“Harvest Moon: Friends Of Mineral Town”…welch tolles Spiel. Lange lag es in der Schublade, bis ich es jemandem auslieh, und jetzt, jetzt spiele ich es wieder. Fantastisch! Und wer dieses Spiel nicht kennt, wird es jetzt kennenlernen.
Erst mal: Es ist ein Game Boy Advance Spiel. Und eine Bauernhofsimulation. Das sollte aber nicht abschrecken. Nun zur “Story”: Zu Beginn befindet man sich auf einem ziemlich heruntergekommenen Bauernhof und ein Mann erscheint. Er ist der Bürgermeister von “Mineralstadt”, ein Dörflein neben dem Hof, und man selbst war früher einmal im Urlaub auf diesem Hof. Der Besitzer war ein Freund und als er auf einen Brief nicht antwortete, wurde man misstrauisch. Wie sich herausstellt ist der alte Landwirt inzwischen verstorben und man erbt diesen ungepflegten Bauernhof. Und einen Hund. Jetzt kann es losgehen…
Euer Ziel ist es jetzt, den Bauernhof neu erblühen zu lassen und eine Frau zu finden. Es gibt aber auch andere Sachen, die man machen kann. Aber zuerst zum Bauernhof. Wie gesagt hat man von Anfang an einen Hund, ein kleines “Haus” mit Fernseher (dort kann man den Wetterbericht usw. sehen), einen 3 Ställe und einen sehr unordentlichen Acker. Auf diesem Acker kann man natürlich je nach Jahreszeit (Frühling, Sommer, Herbst, Winter; je 30 Tage) verschiedene Pflanzen anbauen und anschließend verkaufen. In den 3 Ställen kann man auch, wer hätte es gedacht, Tiere halten. Hühner, Kühe, Schafe und ein Pferd. Das Pferd bekommt man geschenkt, die anderen Tiere muss man sich kaufen. Von denen bekommt man dann z.B. Eier, die man verkaufen oder weiterverarbeiten kann. Die verschiedenen Gebäude des Hofes lassen sich alle ausbauen, sodass man mehr Platz für Tiere oder Möbel (im Haus) hat.

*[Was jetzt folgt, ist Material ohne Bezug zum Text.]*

PR #617, opened 2022-07-05
Test/jax environments

### LINKED ISSUE #524: [TEST] Jax environments
### What do you want to test?
Jax environments components

### Outline of test structure
* Unit tests
* Test components and hooks

### Definition of done

mmorris44:
## What?
Test jax environment components.
## Why?
Robust testing of components before jax systems release.
## How?
- Tested `EnvironmentSpec`, `ExecutorEnvironmentLoop`, and `ParallelExecutorEnvironmentLoop`
## Extra
Closes #524


tests/jax/components/building/environments_test.py
```diff
@@ -0,0 +1,217 @@
...
+        assert environment.environment.num_agents == 10
+
+    def test_on_building_init_start(
+        self, test_environment_spec: EnvironmentSpec, test_builder: SystemBuilder
+    ) -> None:
+        """Test by manually calling the hook and checking the store."""
+        test_environment_spec.on_building_init_start(test_builder)
+
+        # Assert for type and extra spec
+        environment_spec = test_builder.store.environment_spec
```
RuanJohn, line 100: Due to the env specs renaming PR this test currently has errors. Please update the names to match the new naming :)

tests/jax/components/building/environments_test.py
```diff
@@ -0,0 +1,219 @@
...
+    """Pytest fixture for executor environment loop"""
+
+    class ExecutorStatsWrapperClass:
+        def __init__(self, executor_environment_loop: Any) -> None:
+            self.executor_environment_loop = executor_environment_loop
+            self.wrapped = True
+
+    config = ExecutorEnvironmentLoopConfig(
+        should_update=False,
+        executor_stats_wrapper_class=ExecutorStatsWrapperClass,  # type: ignore
```
OmaymaMahjoub, line 63: Why the executor_stats_wrapper_class is `ExecutorStatsWrapperClass` while it is mentioned as an object of `EnvironmentLoopStatisticsBase`?

tests/jax/components/building/environments_test.py
```diff
@@ -0,0 +1,219 @@
...
+    """Pytest fixture for executor environment loop"""
+    config = ExecutorEnvironmentLoopConfig(should_update=False)
+    return AbstractExecutorEnvironmentLoop(config=config)
+
+
+@pytest.fixture
+def test_parallel_executor_environment_loop() -> ParallelExecutorEnvironmentLoop:
+    """Pytest fixture for executor environment loop"""
+
+    class ExecutorStatsWrapperClass:
```
OmaymaMahjoub, line 56: How about making this class inherits from `EnvironmentLoopStatisticsBase` so that you won't need `#type: ignore` in line 63

OmaymaMahjoub (dismissed):
Looks good to me just a small optional change in line 56 if it is necessary!

tests/jax/components/building/environments_test.py
mmorris44: Thanks @OmaymaMahjoub. That's a good suggestion, but I think it might be quite involved, since I have to call to the __init__ of `EnvironmentLoopStatisticsBase`, which requires an actual environment loop. Happy to go for this if you'd like me to though?

OmaymaMahjoub: Oh, I see yeah it makes sense that it needs to be a similar initiator if we do that, yeah as you like we can keep it like that, other than that I think it is a good PR thank you @mmorris44 !

OmaymaMahjoub (approved):

siddarthsingh1 (approved):
All looks good @mmorris44 . Everything seems to be covered :smile: .

PR #618, opened 2022-07-05
Feature/local testing script

### LINKED ISSUE #616: [BUG] Running integration tests locally freezes laptop/PC due to overuse of resources
### Describe the bug
Running integration tests locally (via `make run-integration-tests`) freezes laptop/PC due to overuse of resources

### To Reproduce
Steps to reproduce the behaviour:
1.`make run-integration-tests`

### Expected behavior
Integration tests should not use all remaining resources and freeze system but rather complete as expected using a reasonable ampunt of compute piwer

### Context (Environment)
 - MAVA develop branch

### Possible Solution
change `N_CPU=$(grep -c ^processor /proc/cpuinfo)` is tests.sh to use fewer CPUs/ create a local_tests.sh for this

RuanJohn:
## What?
Made a local testing bash script for running all tests or all non-integration tests in a local docker container.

Jetzt zu den Frauen. 5 stehen zur Auswahl und alle müssen tüchtig umgarnt werden, bis man (leider nur) eine heiraten darf. Den Heiratsantrag stellt man komischerweise mit einer blauen Feder. oO Jede Frau bringt ihre eigenen Vorteile mit und man kann auch ein Kind bekommen. Aber natürlich gibt es nicht nur Frauen in Mineralstadt. Die Stadt ist voll von verschiedenen Leuten und Geschäften. So gibt es z.B. einen Schmied, einen Supermarkt und ein Hühnergeschäft. Man kann zu allen Leuten Beziehungen aufbauen, was Vorteile im anstrengenden Farmleben bringt.
Ansonsten kann man sich mit allerlei Zeug seine Zeit vertreiben. Man kann angeln, in der Mine schuften, mit dem Hund Frisbee spielen usw.. Zudem gibt es regelmäßig Events wie Pferderennen oder andere Wettbewerbe in der Stadt. Es gibt also viel zu tun. Das Spiel ist inhaltlich fast gleich mit dem Playstation-Spiel “Harvest Moon: Back to Nature”.
Jetzt das Fazit. Ich finde das Spiel einfach nur geil! Es gibt nur einige wenige negative Aspekte. So gibt es z.B. viele Übersetzungsfehler und Anzeigefehler in den Dialogen. Auch ist die Musik nach einiger Zeit recht nervig, da es nur wenig Abwechslung gibt. Ansonsten überzeugt das Spiel aber voll. Ich würde auf einer Skala von 1 bis 10 eine 9,5 geben. Allerdings ist das Spiel mittlerweile recht selten und neu sehr teuer (ca. 80€ bei einem Amazonhändler oO). Gebraucht ist es bei Amazon aber schon für ca. 25€ zu haben.
Puuh über 500 Wörter…mehr als meine meisten Deutsch- und Englischklausuren haben.









Es ist ja alles schön und gut und der Bericht ist auch -ja doch- Ordentlich geschrieben, aber warum Harvest Moon?
Wenn du bei einigen Fachmagazinen nachschaust, nutzen viele Reporter nur wenige Sätze bei einer kurzen Präsentation. Schreib doch lieber 500 Wörter für ein wirklich “interessantes” Thema.
Ein Beispiel: Warum die Alte vom YouTube-Blog hotforwords.com so einen bescheuerten Dialekt hat!?